## Exercise description
Lines from the first one down to the one containing "First off, my" in the data below are the only ones needed; please return them exactly, both ends included.

(Stored data entries)
•••

PR #1204, opened 2022-03-15
Bump valet version for CLI

joelbutcher:
As of the `3.0.0-alpha` release yesterday `valet -V` returns the wrong value. This PR updates the global version for Valet. **Not:** this will likely need to be updated before tagging the next release (probably either as `3.0.0-alpha-2` or something similar)

### DIFF
--- a/cli/valet.php
+++ b/cli/valet.php
@@ -32,7 +32,7 @@ if (is_dir(VALET_LEGACY_HOME_PATH) && ! is_dir(VALET_HOME_PATH)) {
  */
 Container::setInstance(new Container);
 
-$version = '2.18.10';
+$version = '3.0.0-alpha';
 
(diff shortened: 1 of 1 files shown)


mattstauffer:
No need for this PR, i'll update it myself for the next tag, but thanks for the note. Honestly I just didn't care to update it because I didn't think anyone would mind, but I was obviously wrong; my bad!

Out of curiosity, did you have any specific reason to want to check the version? Either way I'll update it for the next tag; I am just curious.

joelbutcher:
@mattstauffer oromarily for verifying that I have the correct version installed when testing the new isolation feature

driesvints:
@joelbutcher new alpha release should have the correct version now 👍

joelbutcher:
Awesome, cheers @driesvints

Issue #1205, opened 2022-03-15
Trouble with Valet 3.0 alpha due to Homebrew PHP formula's default `www` pools


nicoverbruggen:
Hey @mattstauffer and @NasirNobin,

First off, my apologies for this wall of text 😅...

I've been trying out the new changes in Valet 3.0's alpha, and I have started work on integrating site isolation into PHP Monitor. I absolutely love that you guys were able to add this to Valet — it's the one thing I've been missing all this time. I'm grateful you were able to add this to Valet. ❤️

I did run into a particular issue on my system that presents itself when multiple conflicting PHP services are running, and I wanted to report this — or at least see if you are having the same issue(s). I'm not entirely positive if this is a "oops, it's happening on my system" kinda issue or if it's going to be a common issue.

I believe that the default installation of a PHP formula creates a `www` pool configuration file in `/opt/homebrew/etc/php/{version}/php-fpm.d/www.conf`. (Correct me if I'm wrong — I found these files on my system, at least. I think this _may_ be a more recent addition, I'm not sure. Can you confirm that you have these files on your system as well?)

Anyway, my issue seems to stem from these `www` pool configuration files.

Since multiple PHP-FPM instances might be running if isolated sites are configured, it is possible that due to this default file, the various `www` pools are created, all trying to bind to the default port 9000. (Each PHP-FPM instance spins up all pools set up in `/opt/homebrew/etc/php/{version}/php-fpm.d`. Note that on Intel systems your Homebrew folder might be in a different spot.)

Only one PHP version's `www` pool will "win" port 9000 in this case, and all others will silently fail in the background. As a result, in `sudo brew services list` these services will now report themselves as failing. Note that Valet should, at this point in time, remain functional, since its `valet-fpm.conf` pools are not affected... (yet).

I think it might be prudent to disable these default `www` pools now that Valet uses multiple PHP versions, because... due to Homebrew thinking that these PHP-FPM `www` pools conflict, it is possible that some of the commands that Valet needs to execute, fail (ones that involve `brew services`). 

As far as I can tell, on my system, the various PHP-FPM processes did not spin up the respective `valet` pools if one of the `www` pools failed to bind to port 9000. This doesn't always seem to happen, so I'm guessing the order in which the pools are started is random or perhaps the pools are started in parallel? The point is, sometimes the Valet socket won't work because the PHP-FPM pool created for Valet won't start for some reason (again, I'm guessing it's due to the port conflict).

[...]

PR #1208, opened 2022-03-16
Fix Homebrew PHP default www pools issue on Valet 3.0 alpha

NasirNobin:
Previously Valet was disabling `www.conf` during the PHP version installation process. 

But [these lines of codes](https://github.com/laravel/valet/commit/eefc06b07f8ee57186ce898cacaaf33f9504d679#diff-d8e7b9c98bc6a045292f784be0d98860c26b463a1dd29f36256fed1d2ad62752L89) was probably deleted accidentally. Or intentionally? I'm not sure. 

Either way, I think bringing these lines back should fix https://github.com/laravel/valet/issues/1205.

### Steps to reproduce this error
1. Install a PHP version using `brew install php@x.x` or `valet use php@x.x` that is not present on the machine.
2. Homebrew would create a `/etc/php/x.x/php-fpm.d/www.conf` file automatically during the installation process.
3. That should create a conflict and would result in a 502 error in valet sites.

### DIFF
--- a/cli/Valet/PhpFpm.php
+++ b/cli/Valet/PhpFpm.php
@@ -92,6 +92,12 @@ class PhpFpm
 
         $this->files->ensureDirExists(dirname($fpmConfigFile), user());
 
+        // rename (to disable) old FPM Pool configuration, regardless of whether it's a default config or one customized by an older Valet version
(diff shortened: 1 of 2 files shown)


mattstauffer:
It was absolutely a mistake on my part. Thanks so much for the quick fix!

PR #1213, opened 2022-03-21
Isolation compatibility with .valetphprc

### LINKED ISSUE #1209: `valet use`, when run in an isolated directory, should pull that directory's isolated PHP version
https://twitter.com/JacobDelcroix/status/1503887481149796352

Currently `valet use` , when run in a directory with a `.valetphprc` file, pulls the PHP version from that file and uses it to change the global PHP Valet to that version.

It should also (this is a feature request, not a bug, but I'm the maintainer so I get that privilege of using issues this way bwahahahaha) read from the isolated PHP version.

NasirNobin:
This PR adds two enhancements: 

1. Running `valet isolate` (without specifying a PHP version) on a directory where there's a `.valetphprc` file is present, Valet would recognize that. 
2. Running `valet use` (without specifying a PHP version) on an isolated site directory would change global PHP version to that isolated version. 

Fixes #1209

Tests: I'm not sure how do we test codes from `cli/valet.php` yet. I would be happy to add tests if I can get some guidance.

### DIFF
--- a/cli/valet.php
+++ b/cli/valet.php
@@ -540,8 +540,7 @@ You might also want to investigate your global Composer configs. Helpful command
             $site = basename(getcwd());
         }
 
-        if (! $phpVersion) {
-            $phpVersion = Site::phpRcVersion($site);
+        if (is_null($phpVersion) && $phpVersion = Site::phpRcVersion($site)) {
             info("Found '{$site}/.valetphprc' specifying version: {$phpVersion}");
         }
 
--- a/cli/valet.php
+++ b/cli/valet.php
@@ -508,7 +508,15 @@ You might also want to investigate your global Composer configs. Helpful command
         if (! $phpVersion) {
             $site = basename(getcwd());
             $linkedVersion = Brew::linkedPhp();
-            $phpVersion = Site::phpRcVersion($site);
+
+            if ($phpVersion = Site::phpRcVersion($site)) {
+                info("Found '{$site}/.valetphprc' specifying version: {$phpVersion}");
+            } else {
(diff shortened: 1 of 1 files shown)


cli/valet.php
```diff
@@ -508,14 +508,25 @@
...
             }
 
-            $phpVersion = trim(file_get_contents($path));
-            info("Found '{$path}' specifying version: {$phpVersion}");
+            if (! $phpVersion) {
+                return info("Valet is using {$linkedVersion}.");
+            }
 
-            if ($linkedVersion == $phpVersion) {
+            if ($linkedVersion == $phpVersion && ! $force) {
```
NasirNobin, line 529: Previously, it wasn't respecting `--force` when comparing version against `.valetphprc`. I thought it would do that.

cli/valet.php
```diff
@@ -534,6 +540,11 @@
             $site = basename(getcwd());
         }
 
+        if (! $phpVersion) {
+            $phpVersion = Site::phpRcVersion($site);
+            info("Found '{$site}/.valetphprc' specifying version: {$phpVersion}");
+        }
```
NasirNobin, line 546:
```suggestion
        if (is_null($phpVersion) && $phpVersion = Site::phpRcVersion($site)) {
            info("Found '{$site}/.valetphprc' specifying version: {$phpVersion}");
        }
```

mattstauffer:
> Tests: I'm not sure how do we test codes from cli/valet.php yet. I would be happy to add tests if I can get some guidance.

There aren't any yet, but I've been meaning to add some. We don't need to hold up this PR for that but I'll make an issue.

mattstauffer:
Great work as always @NasirNobin!

PR #1216, opened 2022-03-22
PHP version isolation helper for command line

NasirNobin:
This PR introduces 3 new valet commands.  These will help users to run PHP and Composer commands with isolated site's PHP version on the CLI. 

1. `valet php ...` will proxy PHP Commands with isolated PHP version
2. `valet composer ...` will proxy Composer Commands with isolated PHP version
3. `valet which-php` outputs the PHP executable path for a site. For isolated site it would output the isolated PHP executable path. But non-isolated site will just output the linked default PHP path. The other two commands are dependent on this one to find the PHP executable. 

<details>
<summary> 🔽 Video demonstration </summary>

https://user-images.githubusercontent.com/13833460/159581055-4c1b7494-feb5-420a-946f-f89512597cc3.mp4
</details>

## Syntax
Though the [original idea](https://github.com/laravel/valet/discussions/1211) was to create a command like `valet run` that would proxy PHP calls to an isolated PHP version. But I kinda like the [laravel sail](https://github.com/laravel/sail/blob/1.x/bin/sail) style, so kept it this way. 

## Quick note on `which-php` command
Currently `valet which-php` uses PHP to find the correct executable path. Initially, I thought of doing this with vanilla bash. But then thought if it would bring any benefit, also would make it hard to test it. Some of the [codes](https://github.com/NasirNobin/valet/pull/8/files) are still here, in case if we want to explore that route. 

<details>
<summary>Symlinking PHP executables to make it a bit fast (No longer using it)</summary>

~~It's using a combination of `brew --cellar` and `brew info` commands to determine the correct PHP executable path, So each time user runs `valet php -v` it would go through the process of extracting the PATH, which is very slow. Ended up adding a caching mechanism that creates a symlink at `/opt/homebrew/bin/valetphp81` location, that directs toward the actual path for that version.~~
~~So next time a user runs `valet php -v` it would resolve the PHP path much faster from the symlink.~~
~~Please do suggest if you think there's an easier way to find the PHP executable for a given PHP version. I'll be happy to refactor.~~
</details>

## Update:
Refactored it to directly look for `BREW_PREFIX/opt/php@8.0/bin/php` location to find the executable binary file. It's already fast and convenient. So we are not creating any additional symlinks now. Thanks to @nicoverbruggen for the suggestion.

## Alternative Solution
Before starting to work on this PR, I was working on another external solution called [zsh-valet](https://github.com/NasirNobin/zsh-valet) to solve the very same problem in a more automated way, still in progress. I'll try to manage that as an external zsh package. 

--

Thanks to my colleague @rana01645, @MishukAdhikari & @shifat160 for helping me test this PR properly on both M1 and Intel Mac.

### DIFF
--- a/cli/Valet/Brew.php
+++ b/cli/Valet/Brew.php
@@ -251,16 +251,7 @@ class Brew
 
         $resolvedPath = $this->files->readLink(BREW_PREFIX.'/bin/php');
 
-        /**
-         * Typical homebrew path resolutions are like:
-         * "../Cellar/php@7.4/7.4.13/bin/php"
-         * or older styles:
-         * "../Cellar/php/7.4.9_2/bin/php
-         * "../Cellar/php55/bin/php.
-         */
-        preg_match('~\w{3,}/(php)(@?\d\.?\d)?/(\d\.\d)?([_\d\.]*)?/?\w{3,}~', $resolvedPath, $matches);
-
-        return $matches;
+        return $this->parsePhpPath($resolvedPath);
     }
 
     /**
@@ -289,48 +280,10 @@ class Brew
 
         return $this->supportedPhpVersions()->first(
             function ($version) use ($resolvedPhpVersion) {
-                $resolvedVersionNormalized = preg_replace('/[^\d]/', '', $resolvedPhpVersion);
-                $versionNormalized = preg_replace('/[^\d]/', '', $version);
-
-                return $resolvedVersionNormalized === $versionNormalized;
+                return $this->isPhpVersionsEqual($resolvedPhpVersion, $version);
             }, function () use ($resolvedPhpVersion) {
                 throw new DomainException("Unable to determine linked PHP when parsing '$resolvedPhpVersion'");
             });
-    }
-
-    /**
-     * Get PHP executable path for a given PHP Version.
-     *
-     * @param  string|null  $phpVersion
-     * @param  bool  $skipCache
-     * @return string
-     */
-    public function whichPhp($phpVersion = null, $skipCache = false)
-    {
-        if (! $phpVersion) {
-            return BREW_PREFIX.'/bin/php';
-        }
-
-        $versionInteger = preg_replace('~[^\d]~', '', $phpVersion);
-        $symlinkedValetPhpPath = BREW_PREFIX."/bin/valetphp{$versionInteger}";
-
-        // If the symlinked Valet PHP path exists, then we can use that
-        if (! $skipCache && $this->files->isLink($symlinkedValetPhpPath)) {
-            $phpExecutablePath = $this->files->readLink($symlinkedValetPhpPath);
-
-            // Still make sure that the version of the executable exists
-            if ($this->files->exists($phpExecutablePath)) {
-                return $phpExecutablePath;
-            }
-        }
-
-        // If the symlinked Valet PHP path doesn't exist, then we need to look for the correct executable path
-        // Create a symlink to the Valet PHP version, so next time Valet won't have to look for the executable path
-        if ($phpExecutablePath = $this->getPhpExecutablePath($phpVersion)) {
-            $this->files->symlinkAsUser($phpExecutablePath, $symlinkedValetPhpPath);
-        }
-
-        return $phpExecutablePath ?: BREW_PREFIX.'/bin/php';
     }
 
     /**
@@ -339,32 +292,34 @@ class Brew
      * @param  string  $phpVersion
      * @return string
      */
-    public function getPhpExecutablePath($phpVersion)
+    public function getPhpExecutablePath($phpVersion = null)
     {
-        $phpExecutablePath = null;
+        if (! $phpVersion) {
+            return BREW_PREFIX.'/bin/php';
+        }
 
-        $cellar = $this->cli->runAsUser("brew --cellar $phpVersion"); // Example output: `/opt/homebrew/Cellar/php@8.0`
-        $details = json_decode($this->cli->runAsUser("brew info --json $phpVersion"), true);
-        $phpDirectory = data_get($details, '0.linked_keg');
+        // Check the default `/opt/homebrew/opt/php@8.1/bin/php` location first
+        if ($this->files->exists(BREW_PREFIX."/opt/{$phpVersion}/bin/php")) {
+            return BREW_PREFIX."/opt/{$phpVersion}/bin/php";
+        }
 
-        if (is_null($phpDirectory) && $installed = data_get($details, '0.installed')) {
-            $phpDirectory = data_get(collect($installed)->where('installed_as_dependency', false)->last(), 'version');
+        // Check the `/opt/homebrew/opt/php71/bin/php` location for older installations
+        $phpVersion = str_replace(['@', '.'], '' , $phpVersion); // php@8.1 to php81
+        if ($this->files->exists(BREW_PREFIX."/opt/{$phpVersion}/bin/php")) {
+            return BREW_PREFIX."/opt/{$phpVersion}/bin/php";
+        }
 
-            if (is_null($phpDirectory)) {
-                $phpDirectory = data_get(collect($installed)->last(), 'version');
+        // Check if the default PHP is the version we are looking for
+        if ($this->files->isLink(BREW_PREFIX."/opt/php")) {
+            $resolvedPath = $this->files->readLink(BREW_PREFIX."/opt/php");
+            $matches = $this->parsePhpPath($resolvedPath);
+            $resolvedPhpVersion = $matches[3] ?: $matches[2];
+            if ($this->isPhpVersionsEqual($resolvedPhpVersion, $phpVersion)) {
+                return BREW_PREFIX."/opt/php/bin/php";
             }
         }
 
-        if (isset($phpDirectory) && $this->files->exists(trim($cellar).'/'.$phpDirectory.'/bin/php')) {
-            $phpExecutablePath = trim($cellar).'/'.$phpDirectory.'/bin/php';
-        }
-
-        // When PHP Version is installed directly though shivammathur/homebrew-php, it usually stores the binaries in this directory
-        if (is_null($phpExecutablePath) && $this->files->exists(BREW_PREFIX."/opt/{$phpVersion}/bin/php")) {
-            $phpExecutablePath = BREW_PREFIX."/opt/{$phpVersion}/bin/php";
-        }
-
-        return $phpExecutablePath;
+        return BREW_PREFIX.'/bin/php';
     }
 
     /**
@@ -531,5 +486,42 @@ class Brew
                 output($errorOutput);
             }
         );
+    }
+
+    /**
+     * Parse homebrew PHP Path
+     *
+     * @param  string  $resolvedPath
+     *
+     * @return mixed
+     */
+    public function parsePhpPath($resolvedPath)
+    {
+        /**
+         * Typical homebrew path resolutions are like:
+         * "../Cellar/php@7.4/7.4.13/bin/php"
+         * or older styles:
+         * "../Cellar/php/7.4.9_2/bin/php
+         * "../Cellar/php55/bin/php.
+         */
+        preg_match('~\w{3,}/(php)(@?\d\.?\d)?/(\d\.\d)?([_\d\.]*)?/?\w{3,}~', $resolvedPath, $matches);
+
+        return $matches;
+    }
+
+    /**
+     * Check if two PHP versions are equal
+     *
+     * @param string $resolvedPhpVersion
+     * @param string $version
+     *
+     * @return bool
+     */
+    public function isPhpVersionsEqual($resolvedPhpVersion, $version)
+    {
+        $resolvedVersionNormalized = preg_replace('/[^\d]/', '', $resolvedPhpVersion);
+        $versionNormalized = preg_replace('/[^\d]/', '', $version);
+
+        return $resolvedVersionNormalized === $versionNormalized;
     }
 }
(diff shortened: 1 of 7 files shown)


cli/Valet/Brew.php
```diff
@@ -298,6 +298,75 @@ function ($version) use ($resolvedPhpVersion) {
...
+                $phpDirectory = data_get(collect($installed)->last(), 'version');
+            }
+        }
+
+        if (isset($phpDirectory) && $this->files->exists(trim($cellar).'/'.$phpDirectory.'/bin/php')) {
+            $phpExecutablePath = trim($cellar).'/'.$phpDirectory.'/bin/php';
+        }
+
+        // When PHP Version is installed directly though shivammathur/homebrew-php, it usually stores the binaries in this directory
+        if (is_null($phpExecutablePath) && $this->files->exists(BREW_PREFIX."/opt/{$phpVersion}/bin/php")) {
```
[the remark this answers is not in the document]
NasirNobin: On the [initial commit](https://github.com/laravel/valet/pull/1216/commits/794fbc0c577931494ca9b16fe6ec5df24098c580#diff-679e80b2a36f0b50866ae7b3d72d113ca4f2e647fa1a21bdc15255cb19d4ac65R309) I was simply looking for `BREW_PREFIX/opt/php@8.0/bin/php`, and returning it if that exists. 

But for some reason, I found that the symlink on that location was not pointing to the correct (updated) PHP binary when I was running tests on my machine. So kinda choose to rewrite this to check the other way around. Which was a mistake on my tests now I'm seeing it again. 

I'll re-run tests and will refactor to this way. It should make the whole thing a lot simpler than currently it is. Thanks a lot! @nicoverbruggen

cli/Valet/Brew.php
```diff
@@ -463,4 +487,39 @@ function ($exitCode, $errorOutput) {
             }
         );
     }
+
+    /**
+     * Parse homebrew PHP Path.
+     *
+     * @param  string  $resolvedPath
+     * @return mixed
```
NasirNobin, line 495:
```suggestion
     * @return array
```

cli/Valet/Brew.php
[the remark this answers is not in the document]
NasirNobin: @nicoverbruggen updated the PR. If you are available and interested please feel free to re-review the PR. Thanks!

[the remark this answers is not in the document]
nicoverbruggen: This looks great to me, nice! 👌

cli/Valet/Brew.php
```diff
@@ -289,15 +280,48 @@ public function linkedPhp()
...
+                return $this->isPhpVersionsEqual($resolvedPhpVersion, $version);
             }, function () use ($resolvedPhpVersion) {
                 throw new DomainException("Unable to determine linked PHP when parsing '$resolvedPhpVersion'");
             });
     }
 
+    /**
+     * Extract PHP executable path from PHP Version.
+     *
+     * @param  string  $phpVersion
```
mattstauffer, line 292: Could we specify this should be a `php@8.1` style, since sometimes we're only passing around `8.1`?

```suggestion
     * @param  string  $phpVersion  For example, "php@8.1"
```

cli/valet.php
```diff
@@ -561,6 +561,45 @@
...
+        if (! $phpVersion) {
+            $path = getcwd().'/.valetphprc';
+            if (file_exists($path)) {
+                $phpVersion = trim(file_get_contents($path));
+            }
+        }
+
+        $phpVersion = $phpVersion ? PhpFpm::normalizePhpVersion($phpVersion) : null;
+
+        return output(Brew::getPhpExecutablePath($phpVersion));
```
mattstauffer, line 580: I don't think the ternary check is necessary here, because you already checked it for false-ness on line 571.

Also.. what if we run `normalizePhpVersion` at the top of `getExecutablePath`? Then A) you don't have to run it here or anywhere else, and B) you don't have to add my suggested line in the comments there

```suggestion
        return output(Brew::getPhpExecutablePath(PhpFpm::normalizePhpVersion($phpVersion)));
```

cli/valet.php
```diff
@@ -561,6 +561,45 @@
...
+    })->descriptions('Get the PHP executable path for a given site', [
+        'site' => 'The site to get the PHP executable path for',
+    ]);
+
+    /**
+     * Proxy PHP commands with isolated site's  PHP executable file.
```
mattstauffer, line 586:
```suggestion
     * Proxy commands through to an isolated site's version of PHP.
```

cli/valet.php
```diff
@@ -561,6 +561,45 @@
...
+     */
+    $app->command('php [command]', function ($command) {
+        warning('It looks like you are running `cli/valet.php` directly; please use the `valet` script in the project root instead.');
+    })->descriptions("Proxy PHP commands with isolated site's PHP executable", [
+        'command' => "Command to run with isolated site's PHP executable",
+    ]);
+
+    /**
+     * Proxy Composer commands with isolated site's PHP executable.
```
mattstauffer, line 595:
```suggestion
     * Proxy commands through to an isolated site's version of Composer.
```

valet
```diff
@@ -81,16 +75,36 @@ then
...
+elif [[ "$1" = "php" ]]
+then
+    $(php "$DIR/cli/valet.php" which-php) "${@:2}"
+
+    exit
+
+# Proxy Composer commands with the "php" executable on the isolated site
+elif [[ "$1" = "composer" ]]
+then
+    $(php "$DIR/cli/valet.php" which-php) $(which composer) "${@:2}"
```
mattstauffer, line 95: Are we going to run into any trouble where we're running a lower version of PHP than Composer is globally updated to expect? If so, what's the error we see?

valet
```diff
@@ -81,16 +75,36 @@ then
     ARCH=$(uname -m)
 
     if [[ $ARCH == 'arm64' ]]; then
-        sudo -u "$USER" "$DIR/bin/ngrok-arm" http "$HOST.$TLD:$PORT" -host-header=rewrite $PARAMS
+        "$DIR/bin/ngrok-arm" http "$HOST.$TLD:$PORT" -host-header=rewrite $PARAMS
     else
-        sudo -u "$USER" "$DIR/bin/ngrok" http "$HOST.$TLD:$PORT" -host-header=rewrite $PARAMS
+        "$DIR/bin/ngrok" http "$HOST.$TLD:$PORT" -host-header=rewrite $PARAMS
```
mattstauffer, line 80: Could you explain to me what the change to these lines, and also moving lines 23:28, are for? Sorry, i don't full understand either, and I figured it'll be faster for you to share than for me to dig into it on my own. Thanks!

cli/Valet/Brew.php
```diff
@@ -463,4 +487,39 @@ function ($exitCode, $errorOutput) {
...
+     * @param  string  $resolvedPhpVersion
+     * @param  string  $version
+     * @return bool
+     */
+    public function isPhpVersionsEqual($resolvedPhpVersion, $version)
+    {
+        $resolvedVersionNormalized = preg_replace('/[^\d]/', '', $resolvedPhpVersion);
+        $versionNormalized = preg_replace('/[^\d]/', '', $version);
+
+        return $resolvedVersionNormalized === $versionNormalized;
```
mattstauffer, line 523:
```suggestion
     * @param  string  $versionA
     * @param  string  $versionB
     * @return bool
     */
    public function arePhpVersionsEqual($versionA, $version)
    {
        $versionANormalized = preg_replace('/[^\d]/', '', $versionA);
        $versionBNormalized = preg_replace('/[^\d]/', '', $versionB);

        return $versionANormalized === $versionBNormalized;
```

cli/Valet/Brew.php
```diff
@@ -289,15 +280,48 @@ public function linkedPhp()
...
+        if ($this->files->exists(BREW_PREFIX."/opt/{$phpVersion}/bin/php")) {
+            return BREW_PREFIX."/opt/{$phpVersion}/bin/php";
+        }
+
+        // Check if the default PHP is the version we are looking for
+        if ($this->files->isLink(BREW_PREFIX.'/opt/php')) {
+            $resolvedPath = $this->files->readLink(BREW_PREFIX.'/opt/php');
+            $matches = $this->parsePhpPath($resolvedPath);
+            $resolvedPhpVersion = $matches[3] ?: $matches[2];
+            if ($this->isPhpVersionsEqual($resolvedPhpVersion, $phpVersion)) {
```
mattstauffer, line 317:
```suggestion

            if ($this->arePhpVersionsEqual($resolvedPhpVersion, $phpVersion)) {
```

cli/Valet/Brew.php
```diff
@@ -289,15 +280,48 @@ public function linkedPhp()
 
         return $this->supportedPhpVersions()->first(
             function ($version) use ($resolvedPhpVersion) {
-                $resolvedVersionNormalized = preg_replace('/[^\d]/', '', $resolvedPhpVersion);
-                $versionNormalized = preg_replace('/[^\d]/', '', $version);
-
-                return $resolvedVersionNormalized === $versionNormalized;
+                return $this->isPhpVersionsEqual($resolvedPhpVersion, $version);
```
mattstauffer, line 283:
```suggestion
                return $this->arePhpVersionsEqual($resolvedPhpVersion, $version);
```

tests/BrewTest.php
```diff
@@ -395,6 +395,71 @@ public function test_restart_linked_php_will_pass_through_linked_php_formula_to_
...
+    }
+
+    public function test_it_can_compare_two_php_versions()
+    {
+        $this->assertTrue(resolve(Brew::class)->isPhpVersionsEqual('php71', 'php@7.1'));
+        $this->assertTrue(resolve(Brew::class)->isPhpVersionsEqual('php71', 'php@71'));
+        $this->assertTrue(resolve(Brew::class)->isPhpVersionsEqual('php71', '71'));
+
+        $this->assertFalse(resolve(Brew::class)->isPhpVersionsEqual('php71', 'php@70'));
+        $this->assertFalse(resolve(Brew::class)->isPhpVersionsEqual('php71', '72'));
```
mattstauffer, line 460:
```suggestion
        $this->assertTrue(resolve(Brew::class)->arePhpVersionsEqual('php71', 'php@7.1'));
        $this->assertTrue(resolve(Brew::class)->arePhpVersionsEqual('php71', 'php@71'));
        $this->assertTrue(resolve(Brew::class)->arePhpVersionsEqual('php71', '71'));

        $this->assertFalse(resolve(Brew::class)->arePhpVersionsEqual('php71', 'php@70'));
        $this->assertFalse(resolve(Brew::class)->arePhpVersionsEqual('php71', '72'));
```

mattstauffer (changes requested):
Fantastic work, as always. A few notes/requests :)

valet
NasirNobin:
```bash
if [[ "$EUID" -ne 0 ]]
then
    sudo USER="$USER" --preserve-env "$SOURCE" "$@"
    exit
fi
```

Occurred to me, we just need these lines for this particular PHP call `php "$DIR/cli/valet.php" "$@"`. Other commands from this file don't require a root user. So, We moved this chunk of code from the top of this file to the bottom.

Also, we definetly don't want to proxy `php` and `composer` commands with the root user. So moving that line to the bottom kinda made sense to me. 

Now that we moved that line to the bottom. `valet share`, `valet php` and `valet composer` commands should not come from `root` user. So this `sudo -u "$USER"` shouldn't be necessary anymore. 

--

btw, please do let me know, if you think we should be explicit about the `user` we are using to run all these commands, I'll undo this and update my PR accordingly.

valet
NasirNobin: In that case, **any valet command** would fail with a similar error.  

```bash
valet -V

Fatal error: Composer detected issues in your platform: Your Composer dependencies require a PHP version ">= 8.1.0". You are running 7.0.33. in /Users/user/.composer/vendor/composer/platform_check.php on line 24
```

NasirNobin: btw, if you are asking about the other way around. Like if isolated `php@7.0` would be able to run composer commands when the global composer is updated to `php@8.1`. In that case, I can see it works fine.

valet
mattstauffer: No, that makes a ton of sense--I just have never *fully* followed which user we need in which context, so it's helpful to have your explanation. :) Thank you!

cli/valet.php
```diff
@@ -561,6 +561,43 @@
...
 
+    /**
+     * Get the PHP executable path for a site.
+     */
+    $app->command('which-php [site]', function ($site) {
+        $host = Site::host($site ?: getcwd()).'.'.Configuration::read()['tld'];
+        $phpVersion = Site::customPhpVersion($host);
+
+        if (! $phpVersion) {
+            $path = getcwd().'/.valetphprc';
```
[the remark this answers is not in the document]
NasirNobin: Will fix the `$site` specific `.valetphprc` issue. 

Also I'm very much agreed to the `Site::phpRcVersion($sitename)` method. In fact, I even have [another PR](https://github.com/laravel/valet/pull/1213/files) that kinda has these lines as duplicates.

cli/valet.php
```diff
@@ -533,6 +534,11 @@
             $site = basename(getcwd());
         }
 
+        if (! $phpVersion) {
```
mattstauffer, line 537: Could we save this change for a separate PR? I think you're already building it in #1213, right?

mattstauffer (changes requested):
Two minor changes and then I think we're good to go!

cli/valet.php
```diff
@@ -533,6 +534,11 @@
...
+            $phpVersion = Site::phpRcVersion($site);
+            info("Found '{$site}' specifying version: {$phpVersion}");
+        }
```
NasirNobin, line 540:
```suggestion

```

mattstauffer:
Thanks so much for your work here @NasirNobin!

•••

## The completed task
PR #1204, opened 2022-03-15
Bump valet version for CLI

joelbutcher:
As of the `3.0.0-alpha` release yesterday `valet -V` returns the wrong value. This PR updates the global version for Valet. **Not:** this will likely need to be updated before tagging the next release (probably either as `3.0.0-alpha-2` or something similar)

### DIFF
--- a/cli/valet.php
+++ b/cli/valet.php
@@ -32,7 +32,7 @@ if (is_dir(VALET_LEGACY_HOME_PATH) && ! is_dir(VALET_HOME_PATH)) {
  */
 Container::setInstance(new Container);
 
-$version = '2.18.10';
+$version = '3.0.0-alpha';
 
(diff shortened: 1 of 1 files shown)


mattstauffer:
No need for this PR, i'll update it myself for the next tag, but thanks for the note. Honestly I just didn't care to update it because I didn't think anyone would mind, but I was obviously wrong; my bad!

Out of curiosity, did you have any specific reason to want to check the version? Either way I'll update it for the next tag; I am just curious.

joelbutcher:
@mattstauffer oromarily for verifying that I have the correct version installed when testing the new isolation feature

driesvints:
@joelbutcher new alpha release should have the correct version now 👍

joelbutcher:
Awesome, cheers @driesvints

Issue #1205, opened 2022-03-15
Trouble with Valet 3.0 alpha due to Homebrew PHP formula's default `www` pools


nicoverbruggen:
Hey @mattstauffer and @NasirNobin,

First off, my apologies for this wall of text 😅...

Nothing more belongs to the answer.